I recently upgraded from an old ViP622 receiver to a Hopper with Sling. Dish left me the 622 for a month so I can transfer my recorded programs from it to the Hopper. I have an existing EHD on the 622, which I think is a 1.5TB WD, and which definitely has a separate power connection (not powered through USB).

From everything I've read, it sounds like I should be able to just unplug the drive from the 622, plug it into the Hopper, and it should be able to read the existing archived programs. I'm not terribly concerned with transferring them to the Hopper's drive - I'm okay as long as I can view them on the Hopper. I've heard there could be problems doing actual transfers with some programs.

So is that accurate? Is there anything I need to be aware of or be careful about? I would hate to lose any programs.

Also, once I plug the EHD into the Hopper, can I disconnect and plug it back into the 622 and copy more programs from the 622's drive to the EHD, and then be able to read those programs okay on the Hopper? Or once you connect it to the Hopper, is there no going back to the 622?

Any advice/help would be appreciated. Thanks in advance!


----------



## P Smith (Jul 25, 2002)

Just do it and you'll know more then we now, each user discovering something new during their own experience.


----------



## Stewart Vernon (Jan 7, 2005)

Glitches aside (and some users do have issues, sometimes that might require a call to Dish to correct), it should work just as easily as plugging into one and then the other. Be aware, though, it only works while the receivers are on the same account... so if your 622 becomes deactivated you will no longer be able to plug back into it.


----------



## RBA (Apr 14, 2013)

The 622 should be active and may need to see a satellite signal.


----------



## Flasshe (Aug 17, 2004)

Thanks guys! The 622 does not see the satellite signal any more (no inputs), but I don't know if it's actually active on the account or not.
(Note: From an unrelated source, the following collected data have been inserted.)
PR #131, opened 2026-07-28
feat: jump to the next / previous changed file (] / [)

### LINKED ISSUE #126: Jump to the next / previous changed file from the tree
## Problem / motivation

I use the viewer to review branches. A review is a walk over the changed files, one after the next.
The tree has no key for that walk.

My repos are Java, so every file sits under `src/main/java/br/com/<org>/<module>/`. With the
changed-only filter on (`c`), the tree still draws one row per path segment, so a single changed
file costs about ten rows. To reach the next changed file I press `j` ten to fifteen times through
directory rows I do not want to read.

`f` covers the case where I already know the file name. It does not help me step through a set I
have not seen yet.

`n` and `N` already do this inside a file, over search matches. The tree has no equivalent over
changed files.

## Proposed solution

Two keys that move the tree cursor to the next and the previous changed file, and skip every
directory row. Wrap at the ends with a notice, the same way `n` and `N` wrap.

The set to walk is the one the tree already filters by: the working-tree status while `d` is on,
and the baseline-aware set behind `c` and `b` otherwise. Path order keeps the walk in the same
order that `c` lists the files.

In the full tree the next changed file can sit inside a collapsed directory. The jump can expand
its ancestors to reach it, which is what `reveal` already does for the finder.

## Alternatives considered

- `c` and then `j`. This is what I do now. It costs one press per directory row.
- `f` and type the name. Good when I know the name. No use for stepping through a set.
- A flat list of changed files instead of a tree. A much bigger change, and it drops the directory
  context that the tree gives.

## Additional context

This fits the read-only posture. The keys move the cursor and the expansion state. No file and no
git state changes.

I have it working on a branch and will open a PR.

Jprnp:
## Summary

Add `]` and `[`: move the tree cursor to the next and the previous changed file. This is `n` / `N`,
but over the tree instead of search matches.

Reviewing a branch is a walk over the changed files, and the tree had no key for that walk. In a
deeply nested repository the next changed file is a long run of `j` presses past directory rows, and
under `c` the tree still draws one row per path segment.

The set walked is the one the tree is filtered by: the working-tree status while status mode (`d`)
is on, else the baseline-aware set behind `c` and `b`. Traversal follows the changed set's own path
order, so it matches the order `c` lists the files in.

Candidates come from the changed set rather than the visible rows, so the keys also work in the
full, collapsed tree: a target with no visible row is revealed, which expands its ancestors. A
candidate that can be neither found nor revealed is skipped, since a deleted file has no node
outside changed-only mode, so the key never lands on nothing. Inert without git. An empty changed
set gets a notice rather than silence.

Read-only throughout: cursor and expansion state only (AC-N1, AC-N3).

## Changes

- `src/intent.rs`: `NextChanged` and `PrevChanged`. `Intent::ALL` is now 39.
- `src/input.rs`: `next_changed` and `prev_changed` registry rows, bound to `]` and `[`, under
  "Search & jump".
- `src/tree.rs`: `TreeModel::select_changed(forward, changed) -> Option<bool>` moves the cursor and
  reports whether the move wrapped.
- `src/controller/mod.rs`: `navigate_changed`, wired to both intents.
- Extracted `resync_filter_mirrors`. The filter-mirror resync that follows a `reveal` was already
  duplicated between the finder confirm and the launch open target, and this is a third call site.
- `tests/changed_jump.rs` (7 tests over the tree model) and 5 controller tests, covering wrapping,
  the collapsed-directory case, a skipped deleted file, status mode, and the no-git and
  nothing-changed paths.
- `docs/keys.md`, `docs/configuration.md`, `docs/usage.md`, a `CHANGELOG.md` entry, and the action
  count in `config.example.toml` and `AGENTS.md`. That count read 33 and was already stale at 37; it
  is now 39.

One note on the default keys. `[` and `]` need AltGr on German and Spanish layouts, and #123 means
AltGr characters are currently dropped. That is fixed separately in #123; without it these two keys
are unreachable on those layouts. Happy to pick different defaults if you would rather not depend on
that.

## Test plan

- [x] `cargo test` is green
- [x] Docs updated in this PR (CHANGELOG + `docs/keys.md`, `docs/configuration.md`, `docs/usage.md`)
- [x] Exercised live on a Java monorepo with 15 changed files across 5 modules, 13 to 15 levels
      deep: stepping through all of them under `c`, wrapping at both ends, and reaching a changed
      file inside a collapsed module from the full tree

## Related

Closes #126


smarzban:
Thanks @Jprnp, solid feature. Review caught an ordering bug and a few reveal-fallback issues, so I pushed fixes to your branch with tests, 🙏

PR #90, opened 2020-02-24
Fix processing VRF names with dashes

miuvlad:
Many common configurations use dashes as part of the VRF name.
Because of the current regular expression used to match vrf names, these VRF names will be ignored.

The fix adds the full range of special characters as valid VRF names, as this is supported on IOS.

```
ip vrf !@#$%^&*()
ntp server vrf !@#$%^&*() 1.2.3.4
```


xiaoxinz-cisco:
Hello @miuvlad ,

You are absolutely right, the value of 'vrf' is various, there may be dashes, colons and other punctuations within the name.

Thank you for your contribution.

Sincerely,
Irene

PR #99, opened 2020-03-09
fix typo in NXOS show_bgp parser

ngrundler:


lubnarasheed:
Thank you for contributing!

PR #112, opened 2020-03-25
Fix NX-OS show platform parser

k01ek:
add support old n3k


KamyarZiabari:
Hi @k01ek ,

Thank you for the contribution. I looked at the code and everything seemed fine. Just one thing. As precaution. Can you please in this directory geneparser/tests’ dir run, this python -m unittest command and make sure that all the unittests are passing If so just take the screenshot and add to a comment. I will merge the code after that right away
Thank You

k01ek:
Hi @KamyarZiabari ! 
Thank you for replay. Of course i can run tests, but what python version should I use? And what about "automation"? With GitHub workflows you can do it easily.  I will create another PR for you.

PR #119, opened 2020-04-20
Adding more interface types to interface name coverter

noziwatele:
Added the following interface types and abbreviation variations:
'Ten': 'TenGigabitEthernet',
'Tw': 'TwoGigabitEthernet',
'Two': 'TwoGigabitEthernet',
'For': 'FortyGigabitEthernet',
'Hun': 'HundredGigE',

PR #126, opened 2020-04-24
Another interface type for the interface converter

noziwatele:
Hi all,
Sorry, just as soon as those last changes in #119 were merged I found another interface type that wasn't in the list. This is from `show cdp neighbors` in a Cat9500.

Twe = TwentyFiveGigE

I updated one of the test cases to cover this addition.

Test results:
```
Ran 3780 tests in 14.618s

OK
```

Please let me know if you need anything else.

Cheers!


src/genie/libs/parser/utils/common.py
```diff
@@ -208,6 +208,7 @@ def convert_intf_name(self, intf):
                    'Ten': 'TenGigabitEthernet',
                    'Tw': 'TwoGigabitEthernet',
                    'Two': 'TwoGigabitEthernet',
+                   'Twe': 'TwentyFiveGigE',
```
xiaoxinz-cisco, line 211: Hi @noziwatele , since other interfaces are all full names, could you please change it to `TwentyFiveGigabitEthernet` ?
Thanks!

noziwatele: Hi @xiaoxinz-cisco ,
I put `TwentyFiveGigE`, instead of the full name, because this is how the full version appears in the config and interface operational output in the Cat9500 that I have access to (C9500-48Y4C IOS-XE 16.9.4), so I thought that we would want to keep it the same as this to ensure command idempotency when genieparser output is used downstream.

Example config output:
```
c9500#sh run int Twe1/0/3
Building configuration...

Current configuration : 404 bytes
!
interface TwentyFiveGigE1/0/3
 description test
 switchport
 switchport trunk native vlan 900
 switchport trunk allowed vlan 1100,1150,1200,1250,1300,1400,1500,1600,1700
 switchport trunk allowed vlan add 1800,2100,2500
 switchport mode trunk
 switchport nonegotiate
 udld port aggressive
 channel-group 1 mode on
 spanning-tree portfast disable
 spanning-tree link-type point-to-point
end
```

Example "show interface" output:
```
c9500#sh int twe1/0/3
TwentyFiveGigE1/0/3 is up, line protocol is up (connected)
  Hardware is Twenty Five Gigabit Ethernet, address is 4ce1.755b.6503 (bia 4ce1.755b.6503)
  Description: test
  MTU 9154 bytes, BW 1000000 Kbit/sec, DLY 10 usec,
     reliability 255/255, txload 1/255, rxload 1/255
<...etc...>
```

Cheers!

xiaoxinz-cisco: Hi @noziwatele ,

Thanks for sharing the config and the output. They support that it's ok to put `TwentyFiveGigE` here.

Thanks,
Irene

PR #153, opened 2020-05-12
show power inline

TopSecretAtWork:
Hi,

we also wanted to be able to parse the output of `show power inline`. 
Therefore I changed the names from 'ShowPowerInlineInterface' to 'ShowPowerInline' (I copied that from 'ShowInterfaces').

I also added a new key to schema named 'watts' containing the available, used and remaining watts.
I changed the regex to also support white spaces in the device names.

Is there anything else I have to do because of renaming?

tests

### DIFF
--- a/src/genie/libs/parser/iosxe/show_power.py
+++ b/src/genie/libs/parser/iosxe/show_power.py
@@ -105,7 +105,8 @@ class ShowPowerInlineSchema(MetaParser):
 
 
 class ShowPowerInline(ShowPowerInlineSchema):
-    """Parser for show power inline """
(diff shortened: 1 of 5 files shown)


src/genie/libs/parser/iosxe/show_power.py
```diff
@@ -92,34 +92,62 @@ class ShowPowerInlineInterfaceSchema(MetaParser):
                 Optional('class'): str,
                 'max': float
             },
+        },
+        Optional('watts'): {
```
tahigash, line 96: added schema looks good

It does see the EHD currently, but I haven't tried unplugging it and unplugging it back in since it lost the satellite. To be safe, it sounds like I should wait until I've got everything off the 622 and into the archive before attempting the transfer to the Hopper.


----------



## P Smith (Jul 25, 2002)

and again - you don't need to transfer from EHD to H, just use it


----------



## Stewart Vernon (Jan 7, 2005)

Yeah... I would try to do it in one shot if you can... not because connecting it to the Hopper will cause you any problems, but because your 622 could any day now stop functioning as it is not connected to satellite and will at some point stop working if it can't see a signal.


----------



## TheGrove (Jan 10, 2007)

I transferred my 622 to a Hopper (no sling) in 1 shot without a problem. I upgraded because my 622 "died" (constant reboot unless caught and stopped). Mine went without a problem. Just copied the shows to the EHD then plugged it into the Hopper and started viewing them. Did the same thing with the 722 I upgraded at the same time as well.


----------



## P Smith (Jul 25, 2002)

What you did is Transfer to EHD, not to H.


----------



## TheGrove (Jan 10, 2007)

I understand, his question was about going from a 622 to Hopper with his EHD. My point was I did that in 1 shot without a problem.
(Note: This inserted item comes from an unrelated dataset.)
PR #167, opened 2020-06-15
Genieparser Issue - regex for VRF

medward2:
In our VRF naming convention we use AAA:123 format. VRFs containing the ‘:’ character seem to be missed by the genie parser.  As a quick test I changed the regex value in one of the pyATS parser files to this value - (?P<vrf_name>[A-Za-z0-9:]+) - Previously the pattern was - (?P<vrf_name>[A-Za-z0-9]+)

To be honest I did go from 622 to Hopper. I had only a 750MB EHD on my 622. So I put everything on it from my 622 and moved the EHD to my Hopper. Once there I moved everything off my EHD onto the Hopper. I then put my new 2TB EHD on the Hopper and moved everything back to the EHD that I wanted to keep. I didn't have any problems. I did all of this in November 2012 with some of the earlier versions of the SW for the Hopper.


----------



## tsmacro (Apr 28, 2005)

I did this, went from a 622 to a Hopper w/ Sling. I transferred all my recordings from my 622 to the external hard drive unplugged it and then just plugged it right in to the Hopper. I'm able to see and access all those old recordings no problem, experienced no problems what so ever. Now I haven't ever tried to move any of the recordings from the hard drive to the Hopper, but I wouldn't really see the point of doing that anyway.


----------



## TechnoCat (Sep 4, 2005)

Important: Use the back USB port, not the front, on the Hopper. My 622 drive was not recognizable when plugged into the front Hopper port, and Dish had no clue.


----------